François Cervantes
Masques et Les Clowns : Gestes poétiques, [...]
Traductrice et auteur de théâtre, Dorothée Zumstein
traduit Shakespeare pour la première fois. Passionnant et éprouvant !
« La langue de Shakespeare ne prend pas de gants et met en scène des revirements insensés et effrayants, avec une brusquerie déconcertante. On ne peut jamais se reposer lorsqu’on on la traduit ! C’est une expérience assez folle parce qu’on est proche du trac du comédien. J’ai essayé de restituer le mouvement et le présent de cette langue incroyablement vivante, orchestrant des interactions infinies. J’ai pris la liberté de piocher dans les deux versions du Roi Lear : celle du folio, habituellement la version de référence, mais non exempte d’erreurs, et celle du quarto ; c’est une spécificité de cette traduction.

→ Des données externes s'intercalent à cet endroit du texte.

Issue #3852, opened 2021-08-05
Save depth map to png


TLC123:
Feature request:
I propose a function to export or display render buffers from the current viewport display, depth maps, normal map or other.
Why: liberate as much user created data as possible. Why not enable the display/export of all available image buffers.
How: On png export dialog select other buffer. Alternatively select viewport mode in "view" menu and export what ever is on.

jordanbrown0:
Duplicate of #2043.

PR #675, opened 2014-02-26
Speed up OpenGL 3d mesh drawing significantly by batching whole polyheda

OskarLinde:

PR #3855, opened 2021-08-12
Load shaders from files

thehans:
Allows for modifying / testing shaders without recompiling OpenSCAD itself.

This should help make future features such as #3852 easier to implement, and such modifications more accessible to end-users.


t-paul (approved):
Nice, later we could even extend that to allow user specified shaders.

Just two observations:
- There's no `loadShaderSource()` for the MouseSelector shaders?
- Maybe we could move the files to `resources`. It would be nice to reduce the number of subfolders that need to be given in all those scripts

thehans:
> Nice, later we could even extend that to allow user specified shaders.
> 
> Just two observations:
> 
> * There's no `loadShaderSource()` for the MouseSelector shaders?

Yeah I had edited that file but accidentally left it out of the commit.  Had some other changes mixed in locally, so i was selectively adding files.

> * Maybe we could move the files to `resources`. It would be nice to reduce the number of subfolders that need to be given in all those scripts

I was thinking about that, but as I understand, Qt resources get compiled into the executable?  I like the idea of having shaders potentially editable by end user, much like color-schemes directory.  So I more-or-less copied how color-schemes was handled for packaging etc.

TLC123:
Looking forward to play around with shaders again. Will we see this in next snapshot?

t-paul:
Yes, it's merged, but there seem to be a packaging issue. Note that this is not yet setup for easy user change of the files, you'll need to poke into the installation directories and find the `Preview.{vert,frag}` files.

thehans:
@TLC123 Also, the Preview shader is currently only active when previewing with "Show Edges" enabled.

I would like to eventually add a separate shader for preview *without* edges as well.  This PR was just sort of a minimal "laying the groundwork" for future shader expansion.

TLC123:
Guys! I literally editing the shaders in OpenSCAD, **LIVE** as i use it. The preview _with_ edges situation is perfekt in case of invalid shaders, everything default gracefully to _without_ 
Thank you. Grazie mille.
shaders

t-paul:
If we can collect a couple of interesting shaders, that would make it even more useful to move this to a better user accessible feature. This https://github.com/openscad/openscad/pull/675#issuecomment-46676728 shows some nice ones but I don't think @OskarLinde posted the shader sources.

TLC123:
I will struckure my experiments like this. 

In the shaders folder I create subfolders named by each experiment plus one called original that I keep writeprotected . In each folder I have the set of preview.frag/.vert . 

The switching of shader is a simple copy of one subfolders content to the shader folder.

PR #3860, opened 2021-08-17
Small collection of basic shaders for tests

TLC123:
Unpolished shaders for tests purpose.


t-paul:
Neat! 
```
#!/bin/bash

TMP=$(mktemp -t XXXXXXXXXX.png)

trap EXIT "rm -fv '$TMP'"

for F in $(find shaders -mindepth 2 -name Preview.frag)
do
	N=${F%.frag}
	V="${N}".vert
	T=$(basename $(dirname "$N"))
	P="/tmp/shader-${T}.png"
	cp -vf "$F" "$V" shaders/
	./b/openscad -o "$TMP" --imgsize 1024,1024 --view edges examples/Basics/CSG.scad
	convert "$TMP" -background gray80 -font Open-Sans -gravity South -pointsize 22 -splice 0x64 -resize 500x500 -annotate +0+2 "$T" -append "$P"
done
```
shader-checkerboard
shader-graphpaper
shader-RGBcheckerboard
shader-screennormal
shader-worldnormal

TLC123:
Yeah of course. How interesting. The  subtractions obviously, must , have  inverted normals.
 + depth-map and its cousin screenPos in today's commit.
 
 One can go crazy with procedural patterns but o find it way out of scope here.
 I think these class of shaders is about what you can do now with current uniforms,
   without major work on multiple render pass buffers and .
  
 I have few more concepts to explore.

t-paul:
Looks a bit scary :smiley: 
shader-metallic

I think the path will probably be to start slowly with adding more uniforms as parameters to the shader(s). But if you have specific suggestions, please list those. What's the benefit of multi pass shaders here? I know them from RetroArch where they can produce amazing effects, I'm not yet sure how that applies to the type of things we want to display.

TLC123:
> Looks a bit scary 😃
> shader-metallic
> 
> I think the path will probably be to start slowly with adding more uniforms as parameters to the shader(s). But if you have specific suggestions, please list those. What's the benefit of multi pass shaders here? I know them from RetroArch where they can produce amazing effects, I'm not yet sure how that applies to the type of things we want to display.

I see your point. 
Purpose and opportunity.
In line with the main purpose to increase OpenSACDs usefulness there are a few visual modes  of interest.
Analysis like normals and so on. Visual improvements that better conveys the shape of the model.
Secondary there is an opportunity to  give OpenSCAD a "sexier" look for new comers.

For the  Visual improvements i have previous mentioned _ambient occlusion_ as a mean to convey depth and proximity of nearby objects. As little i know i am sure that even the simplest form of screen space AO  can't be done on a single render passes
  
Then there is an unintended residual end user opportunity to hack around with shaders.
Shaders are such a low risk joy to be creative with.

The list. I'll have a think.

PR #3866, opened 2021-08-23
Replace deprecated .delta() with angleDelta().y()

themactep:


t-paul:
Something strange is going on here. Looking at the [documentation](https://doc.qt.io/qt-5/qwheelevent.html#angleDelta), I think the replacement would be `.y()`. So I suspect this whole code is actually not needed and the default handler already takes care of the zooming.

themactep:
Paul, I think you're right, it should be `.y()` since mouse wheel typically provides vertical scrolling. I amended the patch.
`delta()` is deprecated and throws warnings during compilation.

t-paul (approved):
Thanks, lets get rid of the deprecation. We can come back later to check if the whole event handler could be dropped.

En anglais de nombreux mots ont toute une gamme de sens, une variation minime peut éclairer la phrase différemment, provoquant par moments des sortes de révélations. La pièce est bouleversante, éprouvante, on en sort presque comme d’une épreuve physique. La mort de Cordélia, injustifiable et tragique, survient comme un dommage collatéral alors que les deux intrigues enchevêtrées sont dénouées. Au XIXe siècle, Cordélia ne mourait pas ! Ce travail de traduction, dans cette pièce où s’expérimente un long cheminement, change presque la manière de voir le monde… »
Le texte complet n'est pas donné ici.